Q (1): This is an excellent question that highlights a fundamental challenge in marine bioacoustics. We completely agree that conditioning on semantic or demographic information would be more scientifically valuable. However, the field faces severe data annotation limitations:

1. Only about 10% of all recordings made of the sperm whale units in our datasets between 2005 and 2024 have been manually annotated and verified and which contain behavioral annotations. We note that recordings vary in duration from ~4mins to hours long - and this is the largest curated sperm whale dataset known to us. More have had codas detected and annotated with new algorithms, but for this work, to be conservative, we focused on manually verified annotations only.
2. Speaker identity labels are rare as well: of the recordings which have been manually annotated only ~40% contain identified codas attributed to speakers which remains a very manual and time consuming step in the data annotation process.
3. The vast majority of recordings in our datasets are from females and immatures of both genders (who sound very much like their mothers dialect). In particular, they mostly do not contain mature male vocalization.

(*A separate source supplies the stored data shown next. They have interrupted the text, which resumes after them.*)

Issue #3076, opened 2015-09-09
Reverse Engineer: Can we just scaffold string properties for `xml`, `hierarchyid`, `geography`, `geometry`, etc


rowanmiller:
Some of these datatypes may just work with an implicit conversion to/from string. We need to investigate which ones work (or can work with minimal changes) and then update reverse engineer to scaffold a string property for them.

nteague22:
I do know that stored procedures as of Sql Server 2012 can accept string ADO parameter values when the parameter type is marked as HierarchyId, is there a simple way to override and create a new derivative of SqlOperation that extends these checks?

bricelam:
@nteague22 It may require a few changes, but we should be able to set the parameter type using the [SqlServerTypeMapper](https://github.com/aspnet/EntityFramework/blob/dev/src/EntityFramework.SqlServer/Storage/Internal/SqlServerTypeMapper.cs).

nteague22:
Excellent, I really am impressed with the work you guys produce and the team as a whole!  Even in beta, EF7 makes my life easier on running ETL and other data migratory operations

wangkanai:
How is issue going? I still that the https://github.com/aspnet/EntityFramework/blob/dev/src/EntityFramework.MicrosoftSqlServer/Storage/Internal/SqlServerTypeMapper.cs is unchanged.
Hoping to see this feature add by rc1 :)

bricelam:
@wangkanai Have you tried manually adding the properties to your model?

wangkanai:
@bricelam  Do you mean like mapping a object property [System.Data.Spatial] (https://msdn.microsoft.com/en-us/library/system.data.spatial(v=vs.110).aspx) to [Spatial Data Types](https://msdn.microsoft.com/en-us/library/bb964711.aspx) in demo application? **No** :smile:, don't know where to start, still studying your codebase.
Or add [RelationalTypeMapping](https://github.com/aspnet/EntityFramework/blob/dev/src/EntityFramework.Relational/Storage/RelationalTypeMapping.cs) to your [SqlServerTypeMapper.cs](https://github.com/aspnet/EntityFramework/blob/dev/src/EntityFramework.MicrosoftSqlServer/Storage/Internal/SqlServerTypeMapper.cs) class?
```
private readonly RelationalTypeMapping _geography = new RelationalTypeMapping("geography");
private readonly RelationalTypeMapping _geometry = new RelationalTypeMapping("geometry");
```
[...]

PR #4629, opened 2016-02-23
[SMALL, RevEng] Map SQLServer xml columns to string properties.

lajones:
Partial fix for #3076. Update RevEng SQL Server provider to map xml columns to string properties.


natemcmaster:
Have we considered the [limitations of xml data type](https://msdn.microsoft.com/en-us/library/hh403385.aspx#Anchor_4)? This simple PR works from database => model. Does EF handle xml columns types the other way?

lajones:
@natemcmaster Yes - I did some testing and EF handles insert, update and delete going the other way. You can get into problems if you try to store some (but not all) non-XML e.g. `">'<"` causes problems but just `"someText>"` does not. You get a `DbUpdateException` which explains (in the inner exception) that it had trouble parsing the string as XML. Discussed these limitations with @rowanmiller and decided they were OK.

rowanmiller:
Yeah I've done some playing around with it for demos etc. and it works for the mainline cases just fine.

natemcmaster:
Ok. Changes here look fine then. :shipit:

lajones:
Checked in with commit a8b185f.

Our self-supervised acoustic translation approach was designed specifically to work with this reality—using audio context rather than requiring semantic labels. This establishes the technical foundation that future work can build upon as richer annotations become available.

Regarding clan conditioning: All our experiments use recordings from a single clan. Multi-clan synthesis would require years of additional fieldwork across ocean basins. We note that even aggregating our current single-clan dataset from two existing sources took several months due to format inconsistencies, data loss, and lack of standardization in the marine biology community.

Q (2): Excellent observation about the data-to-steps ratio. Allow us to clarify, and we will add this clarification to the model details in the paper. The key insight is that our training setup generates far more unique training examples than the raw hours suggest. At a high-level, this is how tokenization works:

• Each 2-second audio snippet becomes a 14×120 token array
• Columns represent time steps, rows represent acoustic granularity (coarse-to-fine)
• During training, we randomly mask entire columns (time steps)
• With 120 columns, there are 2^120 possible masking patterns per snippet

In our actual training data:

• 20 hours = 36,000 snippets × 2^120 possible maskings ≈ 10^40 possible training examples
• Training examples seen: 1M steps × 24 batch size = 24M
• Since 10^40 >> 24M, we effectively never see the same training example twice

During development, we subjectively evaluated model outputs every few thousand steps and observed a gradual shift from music-like sounds to authentic coda-like vocalizations. The model continued improving throughout the entire 1M steps without plateauing. If the reviewer believes quantifying this progression will significantly improve the paper, we can plot FAD scores versus training steps for the camera-ready version.